We have code that integrates GATK Queue with Arvados, creating child jobs for each work unit spawned by GATK Queue. You invoke it following the usual documentation for GATK Queue. Just make sure you're using a jar that includes the Arvados integration.

For example, to run IndelRealigner with GATK Queue using run-command, your command parameter will look like:

["java", "-jar", "$(dir $(queue))/Queue.jar", "--script", "$(dir $(scala_script))/ArvadosIndelRealigner.scala", more...]

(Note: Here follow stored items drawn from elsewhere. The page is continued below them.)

PR #4477, opened 2024-11-12
spec(mempool/dog): Add spec of DOG gossip protocol

hvanz:
Solves #4318

Based on #4476 

[README.md](https://github.com/cometbft/cometbft/tree/hvanz/dog-spec-4318/spec/mempool/gossip)


melekes (approved):
🏆

spec/mempool/gossip/dog.md
```diff
@@ -0,0 +1,606 @@
...
+* `adjustInterval`: the time (in milliseconds) that the controller waits between successive
+  calls of `adjustRedundancy`.
+    ```bluespec "params" +=
+    const adjustInterval: int
+    ```
+	This interval should allow sufficient time for control messages (`HaveTx` and `Reset`) to
+	propagate through the network and take effect.
+	
+    A minimum value for `adjustInterval` depends on the network’s round-trip time (RTT). Assuming that
+    global latency typically stays below 500ms (maybe an excessive number, need references here), the
```
cason, line 293: 500ms is not exaggerated. We should not think about network-level latencies, which are rarely higher than that, but on end-to-end latency. This includes all the processing, encoding/decoding, multiplexing, and protocol overhead. Plus the fact that a node does not only process transactions, it receives a bunch of other messages.

Being conservative here is helpful.

spec/mempool/gossip/dog.md
```diff
@@ -0,0 +1,606 @@
...
+action tryAddTx(node, _incomingMsgs, optionalSender, tx) = 
+    if (not(hash(tx).in(node.Cache())))
+        node.tryAddFirstTimeTx(_incomingMsgs, optionalSender, tx)
+    else
+        node.processDuplicateTx(_incomingMsgs, optionalSender, tx)
+```
+
+* **Adding first-time transactions**
+
+    `tryAddFirstTimeTx` attempts to add a received first-time transaction `tx` to the mempool by
```
cason, line 422:
```suggestion
    `tryAddFirstTimeTx` attempts to add a first-time-received transaction `tx` to the mempool by
```

spec/mempool/gossip/dog.md
```diff
@@ -0,0 +1,606 @@
...
+    where `replyHaveTx` will send a `HaveTx` message if `tx` comes from a peer and `HaveTx` messages are
+    not blocked:
+    ```bluespec "actions" +=
+    pure def replyHaveTx(node, _incomingMsgs, _rc, optionalSender, tx) =
+        if (optionalSender.isSome() and not(_rc.isHaveTxBlocked))
+            val targets = optionalSender.optionToSet()
+            (node.multiSend(_incomingMsgs, targets, HaveTxMsg(hash(tx))), _rc.blockHaveTx())
+        else (_incomingMsgs, _rc)
+    ```
+    Immediately after sending the `HaveTx` message the controller will block sending a new one.
```
cason, line 463: This is an information that is only introduced here. I realized that before by investigating the Quint code.

This is not a detail and should be clear from the beginning: at each cycle of the redundancy control mechanism, the node can send at most one `HaveTx` message.

spec/mempool/gossip/dog.md
```diff
@@ -0,0 +1,606 @@
...
+        peers' = peers,
+        mempool' = mempool,
+        senders' = senders,
+        rc' = rc,
+    }
+    ```
+    The list of `tx`’s senders contains the node IDs from which `node` received the transaction,
+    ordered by the arrival time of the corresponding messages. To avoid disabling the routes from
+    all those senders at once, the protocol picks the first sender in the list, which is the first
+    peer from which `node` received `tx`. Subsequent entries in the list are nodes whose transaction
```
cason, line 496:
```suggestion
    peer from which `node` received `tx` for the first time. Subsequent entries in the list are nodes whose transaction
```

spec/mempool/gossip/dog.md
```diff
@@ -0,0 +1,606 @@
...
+    action handleResetMessage(node, _incomingMsgs, sender) = all {
+        dr' = dr.update(node, drs => drs.enableRoute(sender)),
+        incomingMsgs' = _incomingMsgs,
+        peers' = peers,
+        mempool' = mempool,
+        senders' = senders,
+        rc' = rc,
+    }
+    ```
+    This will allow traffic to flow again to the sender, and other nodes will dynamically adapt to the
```
cason, line 513: To and from the sender, right?

cason (approved):
Very good formalization work.

I think my most relevant comment is the decision when to send `HaveTx` messages. It is not clear, until we go deep into details, that we send it at most once every cycle of the redundancy manager loop.

Regarding the generated Quint models, I don't think we can actually run any of them, right? Maybe as a follow-up task, create a model that allows playing with DOG, for instance, but setting up the required constants, defining the default `init` and `step` actions.

spec/mempool/gossip/dog.md
hvanz: Do you think then 1000ms is not enough for an end-to-end RTT? That is, should we increase the minimal value `adjustInterval` to 1500ms, 2000ms, or more?

spec/mempool/gossip/dog.md
hvanz: Only to the sender. I fixed the spec and updated the text.

spec/mempool/gossip/dog.md
hvanz: Thanks for pointing out. I made it more clear in a couple of places in the Redundancy Control section.

spec/mempool/gossip/dog.md
```diff
@@ -0,0 +1,606 @@
...
+    ```
+
+2. A node handles a message received from a peer.
+    ```bluespec "steps" +=
+    // Peer message handling
+    nondet node = oneOf(nodesInNetwork)
+    node.receiveFromPeer(handleMessage),
+    ```
+
+3. A node disseminates a transaction currently in its mempool to a subset of peers.
```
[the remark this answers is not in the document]
hvanz: That's right. It was only mentioned in the mempool module. I added a new paragraph explaining here.

spec/mempool/gossip/dog.md
```diff
@@ -0,0 +1,606 @@
...
+
+```bluespec "routing" +=
+def DisabledRoutes(node) = dr.get(node)
+pure def isSourceOrTargetIn(node, route) = node == route._1 or node == route._2
+```
+</details>
+
+## Redundancy Control
+
+The Redundancy Controller (RC) implements a closed-loop mechanism that dynamically adjusts the level
```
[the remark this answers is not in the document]
hvanz: [Closed-loop](https://en.wikipedia.org/wiki/Closed-loop_controller) as the term used in control systems. I expanded the text to make it more clear.

spec/mempool/gossip/README.md
```diff
@@ -17,6 +17,18 @@ transactions in the network.
...
+- [Dynamic Optimal Graph (DOG)](dog.md). Building on Flood, DOG introduces improvements that
+  significantly reduces redundant messages, enhancing bandwidth efficiency while maintaining similar
+  latency and resilience properties.
+  - Pros:
+    + Latency: DOG does not introduce delays or extra messages that add latency as in "pull"
+      mechanisms. Instead, it selectively filters transactions messages before forwarding them to
+      peers.
+    + Byzantine Fault Tolerance (BFT): DOG keeps a minimum level of transaction redundancy for
+      preserving the resilience needed to mitigate the impact of malicious attacks.
+    + Bandwidth: DOG implements a routing mechanism that reduces bandwidth usage by orders of
```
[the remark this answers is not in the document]
hvanz: Changed to "significantly"

spec/mempool/gossip/README.md
```diff
@@ -17,6 +17,18 @@ transactions in the network.
...
 
+- [Dynamic Optimal Graph (DOG)](dog.md). Building on Flood, DOG introduces improvements that
+  significantly reduces redundant messages, enhancing bandwidth efficiency while maintaining similar
+  latency and resilience properties.
+  - Pros:
+    + Latency: DOG does not introduce delays or extra messages that add latency as in "pull"
+      mechanisms. Instead, it selectively filters transactions messages before forwarding them to
+      peers.
+    + Byzantine Fault Tolerance (BFT): DOG keeps a minimum level of transaction redundancy for
+      preserving the resilience needed to mitigate the impact of malicious attacks.
```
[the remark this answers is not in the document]
hvanz: Fixed.

spec/mempool/gossip/README.md
```diff
@@ -17,6 +17,18 @@ transactions in the network.
...
+    + Bandwidth: DOG implements a routing mechanism that reduces bandwidth usage by orders of
+      magnitude when compared to Flood.
+
```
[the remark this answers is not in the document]
hvanz: That makes sense. I added two.

spec/mempool/gossip/dog.md
hvanz: Below it writes 1000ms. I was thinking of using this as default value. Or maybe 1500ms to be sure.

spec/mempool/gossip/dog.md
```diff
@@ -0,0 +1,606 @@
...
+	This interval should allow sufficient time for control messages (`HaveTx` and `Reset`) to
+	propagate through the network and take effect.
+	
+    A minimum value for `adjustInterval` depends on the network’s round-trip time (RTT). Assuming that
+    global latency typically stays below 500ms (maybe an excessive number, need references here), the
+    interval should be set to at least 1000ms to ensure stability and avoid over-adjustment.
+
+    Optimal values depend on empirical measurements of network latency. However, in practice, a value of
+    1000ms or above is recommended to allow message processing and delivery times in diverse network
+    environments.
```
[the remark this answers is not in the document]
hvanz: added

The GATK Queue integration creates and monitors child jobs for chunks of work that GATK Queue organizes. The integration looks at a script parameter named runtime_constraints to get the runtime constraints for each component. (Do not put these in the main runtime_constraints for the component; they may confuse Arvados.) The relevant part of your pipeline template will look like this:

"script_parameters": {
  "runtime_constraints": {
    "value": {
      "HaplotypeCaller":        { "min_cores_per_node": N1, more... },
      "RealignerTargetCreator": { "min_cores_per_node": N2, more... },
      "IndelRealigner":         { "min_cores_per_node": N3, more... },
      "CatVariants":            { "min_cores_per_node": N4, more... },
      "MergeSamFiles":          { "min_cores_per_node": N5, more... },
      "GenotypeGVCFs":          { "min_cores_per_node": N6, more... },
      "SelectVariants":         { "min_cores_per_node": N7, more... },
      "VariantFiltration":      { "min_cores_per_node": N8, more... },
      "CombineVariants":        { "min_cores_per_node": N9, more... }
    }
  },
  more...
}

Not every component is relevant to every job, so you don't need to specify each one, but this is the complete list of what our GATK Queue integration currently supports and recognizes. If you don't specify runtime constraints for a component, the GATK Queue integration won't either, so you'll usually get the smallest node size.

Development

Source is on GitHub

Build process:

  1. Install Maven, dependencies, and plug-ins: sudo aptitude install openjdk-7-jdk maven libmaven-jar-plugin-java libmaven-shared-jar-java libmaven-compiler-plugin-java
  2. Build and install the Arvados Java SDK. In arvados/sdk/java, run: mvn package -Dmaven.test.skip=true && mvn install -Dmaven.test.skip=true
  3. Build GATK Queue. In gatk-protected, run: mvn package

If it succeeds, you'll have target/Queue.jar. arv keep put that in a collection where you need it.